Mr. and Mrs. Marshall Elliott were living comfortably and harmoniously in the green house. Leslie was busy with sewing, for she and Owen were to be married at Christmas. Anne wondered what she would do when Leslie was gone.
"Changes come all the time. Just as soon as things get really nice they change," she said with a sigh.
"The old Morgan place up at the Glen is for sale," said Gilbert, apropos of nothing in especial.
"Is it?" asked Anne indifferently.
"Yes. Now that Mr. Morgan has gone, Mrs. Morgan wants to go to live with her children in Vancouver. She will sell cheaply, for a big place like that in a small village like the Glen will not be very easy to dispose of."
"Well, it's certainly a beautiful place, so it is likely she will find a purchaser," said Anne, absently, wondering whether she should hemstitch or feather-stitch little Jem's "short" dresses. He was to be shortened the next week, and Anne felt ready to cry at the thought of it.
"Suppose we buy it, Anne?" remarked Gilbert quietly.
Anne dropped her sewing and stared at him.
"You're not in earnest, Gilbert?"
"Indeed I am, dear."
"And leave this darling spot—our house of dreams?" said Anne incredulously. "Oh, Gilbert, it's—it's unthinkable!"
"Listen patiently to me, dear. I know just how you feel about it. I feel the same. But we've always known we would have to move some day."
"Oh, but not so soon, Gilbert—not just yet."

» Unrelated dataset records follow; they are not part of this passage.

Issue #188, opened 2022-04-05
Investigate surplus auctions logic


valiafetisov:
### Goal

Step-by-step explanation how it works, implementation proposal

### Context

Besides collateral auctions that are already supported by the UI and the keeper, we also want to support Maker surplus auctions ([or `flap` auctions using maker terminology](https://docs.makerdao.com/smart-contract-modules/system-stabilizer-module/flap-detailed-documentation)). It is currently supported by the https://auctions.makerdao.com/flap platform ([source code](https://github.com/makerdao/auctions-ui)), but our UI should eventually support all auction types. There are other projects like [flap-auctions-api](https://github.com/makerdao/flap-auctions-api) that may implement desired functionality in other languages that can also be used for reference.

The main goal of the issue is to investigate what smart contracts are responsible for those types of auctions, how existing tools deal with it. This should be done by documenting it in the issue using english terms (instead of maker terms).

For the example of this kind of research issue, you can have a look at the recent `Implement wallet-related logic` issue https://github.com/sidestream-tech/unified-auctions-ui/issues/124 and its investigation result https://github.com/sidestream-tech/unified-auctions-ui/issues/124#issuecomment-1064277892 as well as the PR https://github.com/sidestream-tech/unified-auctions-ui/pull/143 itself.

### Tasks
- [x] investigate how it's done, document here with links to the source code
  - [x] insure step-by-step process is documented including steps that are unknown at the moment (eg authorization step)
- [ ] Discuss the scope
- [ ] Propose clear implementation approach

KirillDogadin-std:
Here're some (ongoing) investigation records

contract name: `MCD_FLAP`  https://github.com/makerdao/auctions-ui/blob/master/constants.js#L39

Probably will need the following fucntions in the core for the feature:
    - transferMKRtoAddress - `tend` gets realised and the user can bet MKR on the auction
    - confirmWinningBid - `deal` is realised and the user can withdraw DAI from the auction
    - https://github.com/makerdao/auctions-ui/blob/master/hooks/useAuctionActions.js#L46-L62

additional functions that might be related.

https://github.com/makerdao/auctions-ui/blob/master/hooks/useAuctionActions.js#L46-L62
https://github.com/makerdao/auctions-ui/blob/master/hooks/useAllowances.js#L86-L96

So far I did not manage to figure out how the auth should look like in the upcoming implementation but just to keep track, here's some relevant info:  
[...]

PR #306, opened 2022-06-15
Added `SurplusAuctionsTable`

### LINKED ISSUE #302: Create `SurplusAuctionsTable`
### Goal
User is provided with surplus auctions via dedicated table

### Context

This issue covers the creation of the `SurplusAuctionTable`. Similar to the collateral auction table this table will later on be displayed on the main `/surplus` page

### Tasks
- [x] Create `SurplusAuctionTable` by adjusting the existing the existing `AuctionsTable`
- [x] Use the columns shown in the Mock
   - [x] Id -> integer 
   - [x] auction amount -> number in DAI
   - [x] highest bid -> number in MKR
   - [x] auction price -> number in DAI per MKR 
   - [x] market value -> percentage in relation (ie. with "above" or "below" indicator)
      - [x] twist to the mock: this time the "above" values should be marked in green
   - [x] state
      - [x] differentiate: "ends in [counter]", "expires in [counter]", "expired [counter]", "ended [counter]", "Collected [counter]"
   - [x] action column
       - [x] differentiate: "Participate", "Restart", "Collect DAI", "See details" 
       - [x] match the actions to the different states as shown in the mock 
- [x] Apply existing styling (hovering, greyed out rows if inactive)
   - [x] greyed out for the following action/states: Restart, See details 
   - [x] normal white for the following action/states: Participate, Collect DAI  
- [x] create stories 
   - [x] ensure that different states and actions are included
   - [x] include error state 
   - [x] include loading state  

### Assets
image

zoey-kaiser:
Closes #302 

Screenshot 2022-06-16 at 00 43 25

Checklist:


benediktkaiser:
I finished everything else we need for this PR. The default sorting is currently as follows:

- All Active Auctions (internally sorted by market price ascending)
- All Auctions that need a restart
- All Auctions ready for collection
- All Collected and finished Auctions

"We may never get such a chance again. If we don't buy the Morgan place someone else will—and there is no other house in the Glen we would care to have, and no other really good site on which to build. This little house is—well, it is and has been what no other house can ever be to us, I admit, but you know it is out-of-the-way down here for a doctor. We have felt the inconvenience, though we've made the best of it. And it's a tight fit for us now. Perhaps, in a few years, when Jem wants a room of his own, it will be entirely too small."
"Oh, I know—I know," said Anne, tears filling her eyes. "I know all that can be said against it, but I love it so—and it's so beautiful here."
"You would find it very lonely here after Leslie goes—and Captain Jim has gone too. The Morgan place is beautiful, and in time we would love it. You know you have always admired it, Anne."
"Oh, yes, but—but—this has all seemed to come up so suddenly, Gilbert. I'm dizzy. Ten minutes ago I had no thought of leaving this dear spot. I was planning what I meant to do for it in the spring—what I meant to do in the garden. And if we leave this place who will get it? It IS out-of-the-way, so it's likely some poor, shiftless, wandering family will rent it—and over-run it—and oh, that would be desecration. It would hurt me horribly."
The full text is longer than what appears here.